- [AIM OF THE TASK]
Return exactly the lines below, starting with the one that has "PR #1213, opened 2026-09-16" and going on through the one that has "- Make the authenticated".

(Beginning of STUDY MATERIAL)

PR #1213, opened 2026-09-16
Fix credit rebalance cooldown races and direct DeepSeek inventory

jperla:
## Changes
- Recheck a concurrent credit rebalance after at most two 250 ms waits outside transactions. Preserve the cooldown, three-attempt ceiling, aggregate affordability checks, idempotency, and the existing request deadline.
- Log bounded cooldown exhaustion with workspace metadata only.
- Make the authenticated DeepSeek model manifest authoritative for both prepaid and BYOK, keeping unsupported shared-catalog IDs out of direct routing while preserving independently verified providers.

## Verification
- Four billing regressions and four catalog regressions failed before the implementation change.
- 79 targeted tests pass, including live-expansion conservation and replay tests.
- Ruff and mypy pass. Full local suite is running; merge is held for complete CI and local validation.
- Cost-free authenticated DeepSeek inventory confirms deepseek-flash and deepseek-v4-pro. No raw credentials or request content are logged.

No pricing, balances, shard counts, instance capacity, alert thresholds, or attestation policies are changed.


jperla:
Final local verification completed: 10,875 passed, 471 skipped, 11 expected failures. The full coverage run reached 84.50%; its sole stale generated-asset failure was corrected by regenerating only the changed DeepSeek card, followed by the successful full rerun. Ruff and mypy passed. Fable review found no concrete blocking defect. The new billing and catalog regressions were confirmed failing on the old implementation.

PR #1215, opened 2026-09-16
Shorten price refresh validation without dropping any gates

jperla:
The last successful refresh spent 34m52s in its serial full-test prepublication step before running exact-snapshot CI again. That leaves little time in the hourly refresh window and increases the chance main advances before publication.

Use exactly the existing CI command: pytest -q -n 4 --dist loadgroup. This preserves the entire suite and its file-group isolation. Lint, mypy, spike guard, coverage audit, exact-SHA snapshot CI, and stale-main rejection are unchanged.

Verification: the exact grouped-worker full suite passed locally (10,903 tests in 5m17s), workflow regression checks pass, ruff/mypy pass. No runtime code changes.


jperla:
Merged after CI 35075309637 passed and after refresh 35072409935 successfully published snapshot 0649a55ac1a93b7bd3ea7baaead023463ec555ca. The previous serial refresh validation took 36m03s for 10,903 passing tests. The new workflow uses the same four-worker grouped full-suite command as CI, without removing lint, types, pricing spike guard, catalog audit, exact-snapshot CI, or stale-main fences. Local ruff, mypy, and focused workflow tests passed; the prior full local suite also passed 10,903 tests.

(End of STUDY MATERIAL)
(Beginning of STUDY MATERIAL)

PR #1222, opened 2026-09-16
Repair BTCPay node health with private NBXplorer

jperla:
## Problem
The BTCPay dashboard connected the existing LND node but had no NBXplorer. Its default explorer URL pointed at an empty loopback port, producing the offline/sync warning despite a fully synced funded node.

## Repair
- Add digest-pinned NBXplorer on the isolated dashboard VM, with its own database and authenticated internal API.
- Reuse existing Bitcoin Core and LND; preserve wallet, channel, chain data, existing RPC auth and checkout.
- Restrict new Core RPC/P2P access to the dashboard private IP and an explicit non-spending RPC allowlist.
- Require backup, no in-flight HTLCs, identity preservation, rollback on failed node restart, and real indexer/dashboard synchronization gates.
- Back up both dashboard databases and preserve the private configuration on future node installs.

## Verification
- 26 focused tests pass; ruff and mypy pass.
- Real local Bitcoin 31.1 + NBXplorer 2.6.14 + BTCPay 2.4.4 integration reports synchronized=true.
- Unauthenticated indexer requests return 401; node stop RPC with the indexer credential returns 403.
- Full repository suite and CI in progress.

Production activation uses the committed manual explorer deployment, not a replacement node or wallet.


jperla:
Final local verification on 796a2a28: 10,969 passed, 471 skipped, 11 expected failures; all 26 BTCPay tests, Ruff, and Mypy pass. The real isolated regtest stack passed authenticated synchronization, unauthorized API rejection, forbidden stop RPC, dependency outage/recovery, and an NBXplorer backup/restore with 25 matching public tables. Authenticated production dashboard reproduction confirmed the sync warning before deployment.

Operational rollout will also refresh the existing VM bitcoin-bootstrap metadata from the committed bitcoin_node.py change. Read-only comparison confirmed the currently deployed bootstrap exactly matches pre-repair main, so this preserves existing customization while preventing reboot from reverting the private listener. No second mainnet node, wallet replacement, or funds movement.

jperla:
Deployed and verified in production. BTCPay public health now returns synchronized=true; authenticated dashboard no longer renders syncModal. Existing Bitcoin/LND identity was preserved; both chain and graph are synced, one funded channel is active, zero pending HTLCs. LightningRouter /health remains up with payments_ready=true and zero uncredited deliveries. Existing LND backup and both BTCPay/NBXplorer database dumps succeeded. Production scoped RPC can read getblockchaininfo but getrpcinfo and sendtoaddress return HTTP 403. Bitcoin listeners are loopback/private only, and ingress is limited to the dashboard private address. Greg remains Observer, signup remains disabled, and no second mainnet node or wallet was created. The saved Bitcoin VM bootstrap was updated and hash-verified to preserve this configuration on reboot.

(End of STUDY MATERIAL)
(Beginning of STUDY MATERIAL)

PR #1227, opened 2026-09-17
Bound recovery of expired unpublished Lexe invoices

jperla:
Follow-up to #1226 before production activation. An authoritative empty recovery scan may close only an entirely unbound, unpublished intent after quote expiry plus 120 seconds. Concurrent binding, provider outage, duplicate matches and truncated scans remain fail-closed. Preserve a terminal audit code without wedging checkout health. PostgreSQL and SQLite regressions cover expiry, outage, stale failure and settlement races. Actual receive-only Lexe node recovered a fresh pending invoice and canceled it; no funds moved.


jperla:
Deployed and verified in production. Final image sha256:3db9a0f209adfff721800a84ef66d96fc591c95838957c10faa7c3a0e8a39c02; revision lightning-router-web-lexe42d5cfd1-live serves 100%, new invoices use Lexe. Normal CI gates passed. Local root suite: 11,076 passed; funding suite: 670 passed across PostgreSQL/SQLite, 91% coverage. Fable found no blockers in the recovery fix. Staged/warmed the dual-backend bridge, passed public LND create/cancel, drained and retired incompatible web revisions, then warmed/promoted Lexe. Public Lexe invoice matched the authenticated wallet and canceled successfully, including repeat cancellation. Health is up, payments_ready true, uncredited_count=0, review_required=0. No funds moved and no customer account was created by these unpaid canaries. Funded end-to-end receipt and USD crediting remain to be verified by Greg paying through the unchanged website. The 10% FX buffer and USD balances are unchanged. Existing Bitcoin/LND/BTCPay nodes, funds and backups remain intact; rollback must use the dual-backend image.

(End of STUDY MATERIAL)

- [SOLVED EXERCISE]
PR #1213, opened 2026-09-16
Fix credit rebalance cooldown races and direct DeepSeek inventory

jperla:
## Changes
- Recheck a concurrent credit rebalance after at most two 250 ms waits outside transactions. Preserve the cooldown, three-attempt ceiling, aggregate affordability checks, idempotency, and the existing request deadline.
- Log bounded cooldown exhaustion with workspace metadata only.
- Make the authenticated DeepSeek model manifest authoritative for both prepaid and BYOK, keeping unsupported shared-catalog IDs out of direct routing while preserving independently verified providers.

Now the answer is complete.